[RECORDS FOR PROCESSING]
★ ★ ★

PR #4983, opened 2026-05-22
fix: add Sentinel CI workflow for workflow security scanning

jpr5:
## Summary

Adds Sentinel ([jpr5/sentinel](https://github.com/jpr5/sentinel)) as a GitHub Action that scans `.github/workflows/*.yml` for CI/CD security issues on every PR and push-to-main.

Part of the [org-wide sentinel rollout](https://www.notion.so/copilotkit/3683aa381852818bacd8e14eb7233c22). Currently in **warn-only mode** (`fail-on-findings: false`) — findings surface as PR annotations without blocking merges. Will be promoted to blocking after 7 days of clean runs.

Rule set: 32 rules covering shell injection, dangerous triggers, hardcoded secrets, github-script injection, ai-config injection, and others.

## Test plan

- [ ] CI green on this PR
- [ ] Sentinel action runs and reports findings as annotations (if any) without failing the check
- [ ] If clean for 7 days, promote to `fail-on-findings: true` and add as required check

### DIFF
--- a/.github/workflows/publish-commit.yml
+++ b/.github/workflows/publish-commit.yml
@@ -30,9 +30,10 @@ jobs:
       pull-requests: write
 
     steps:
-      # persist-credentials required: pkg-pr-new uses repo token to post snapshot comments on the PR
       - name: Checkout code
         uses: actions/checkout@34e114876b0b11c390a56381ad16ebd13914f8d5 # v4
+        with:
+          persist-credentials: true
 
       - name: Install pnpm
         uses: pnpm/action-setup@0e279bb959325dab635dd2c09392533439d90093 # v6.0.8
--- a/.github/workflows/publish-release.yml
+++ b/.github/workflows/publish-release.yml
@@ -63,12 +63,12 @@ jobs:
           echo "scope=$SCOPE" >> $GITHUB_OUTPUT
           echo "Detected scope: $SCOPE"
 
-      # No token/credential persistence: the publish job sets up its own
-      # `git config insteadOf` with secrets.GITHUB_TOKEN before pushing tags,
-      # so this checkout doesn't need write access. Critically, the
-      # subsequent `Upload workspace` step packs the entire checkout
-      # (including .git/config) into an artifact — persisting credentials
-      # here would leak a workflow-scoped token to anyone with actions:read.
+      # No token/credential persistence: the publish job uses per-step
+      # GIT_CONFIG_* env vars (scoped to the tag-push step only) instead of
+      # persisting credentials in .git/config. Critically, the subsequent
+      # `Upload workspace` step packs the entire checkout (including
+      # .git/config) into an artifact — persisting credentials here would
+      # leak a workflow-scoped token to anyone with actions:read.
       - name: Checkout Repo
         uses: actions/checkout@34e114876b0b11c390a56381ad16ebd13914f8d5 # v4
         with:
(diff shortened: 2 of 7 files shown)


jpr5:
Force-pushed with SHA-pinned actions to satisfy zizmor's `unpinned-uses` rule. Per the org-wide sentinel rollout, the floating-tag-for-easy-updates model is being replaced with SHA-pin + dependabot. Spec updated. Rest of the PR unchanged.

jpr5:
Bumped to v1.3.1 SHA — picks up the warn-only fix ([jpr5/sentinel#34](https://github.com/jpr5/sentinel/pull/34)). The previous failing scan check should now pass since fail-on-findings: false is finally honored end-to-end.

jpr5:
Bundled the security fixes for the findings sentinel surfaced. Promoted to blocking mode (fail-on-findings: true). Scan now clean.

Each fix is self-contained:
- **stable-release.yml**: env-block refactor moves `inputs.dry_run/bump/scope` from inline `${{ }}` to `env:` block + shell variables. Remaining `inputs.*` in `peter-evans/create-pull-request` `with:` params are action API parameters (not shell-executed) -- excepted via policy.
- **publish-release.yml**: scoped `GIT_CONFIG_*` env vars on the tag-push step replace the standalone `Configure git credentials` step that persisted the token in `.git/config` for the entire job.
- **publish-commit.yml**: explicit `persist-credentials: true` + policy exception (pkg-pr-new needs the token for PR comments).
- **showcase_build_check.yml**: policy exception for ai-config-injection (no AI tools run -- Docker builds only).
- **.sentinel-ci.yml**: new policy file with 3 documented exceptions.

BenTaylorDev:
Closing this out — workflow security scanning landed, and each of the hardening changes carried here was independently resolved. Walking through them so nothing is closed on a hand-wave.

**The scanner.** `edf10769ac` added `.github/workflows/security_zizmor.yml`, running at `min-severity: low` as a blocking check, backed by a documented `.github/zizmor.yml`. That covers the same classes this PR targeted — template injection, dangerous triggers, unpinned refs, excessive permissions, credential persistence — and it blocks, where Sentinel was warn-only pending its 7-day soak.

**Template injection in the release workflows.** This PR routed `inputs.bump` / `inputs.scope` / `inputs.dry_run` through `env:`. On main those are `type: choice` with closed option sets (`monorepo|angular|channels`, `patch|minor|major`) and `type: boolean`, so GitHub constrains the values before they reach the shell. `.github/zizmor.yml` sets `template-injection: ignore: []` — any real occurrence blocks — and the check is green, so this isn't a live finding.

**Credential persistence in `publish-release.yml`.** This is the one worth being explicit about, since `git config --local url…insteadOf` is still there at lines 326 and 762. The leak vector was the uploaded workspace artifact, and that is closed at the checkout: the build job sets `persist-credentials: false`, and the `insteadOf` setup runs in the publish job *after* the upload. `.github/zizmor.yml` documents that reasoning under `artipacked` and deliberately leaves the workflow unsuppressed.

**`publish-commit.yml`.** The persisted token is suppressed with the same justification given here — pkg-pr-new needs it to post snapshot comments.

**depot pin.** Moot: main is on `98e78ad` / v1.18.0 with an accurate version comment.

So the substance of the review landed even though the branch didn't. Thanks @jpr5 — the `artipacked` and template-injection reasoning now written into `.github/zizmor.yml` is the durable version of what this PR was arguing for.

★ ★ ★

[EXERCISE BRIEF] Whenever a line in the preceding entries includes the word "annotations", count it, and state the total alone.

[TASK ANSWER] 2